### [WHAT YOU SHOULD DO]
Count lines with "main" below; give only the number.

Extracted records
-=-=-

PR #713, opened 2024-12-13
Optimize UDF with parallel execution

dreadatour:
## Highlights

In this PR I am:

- Passing IDs only instead of whole rows into parallel processes UDFs. This will prevent multiple data conversion (pickling) along the way
- Write to DB right from parallel process instead of passing results pack into main process

This will prevent multiple types conversion.

Before it was:

1. Read rows from DB -> convert them from raw DB types into Python types (whole raw)
2. Pass rows into parallel processes via `multiprocess.Queue` -> convert rows from Python types with msgpack
3. Read rows in parallel process from `multiprocess.Queue` -> convert rows to Python types (maspack)
4. Process UDF
5. Send rows back to the main process via `multiprocess.Queue` -> convert from Python type (msgpack)
6. In main process read rows from `multiprocess.Queue` -> convert them back into Python type (msgpack)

-=-=-

### [OUTPUT FOR THIS EXERCISE]
3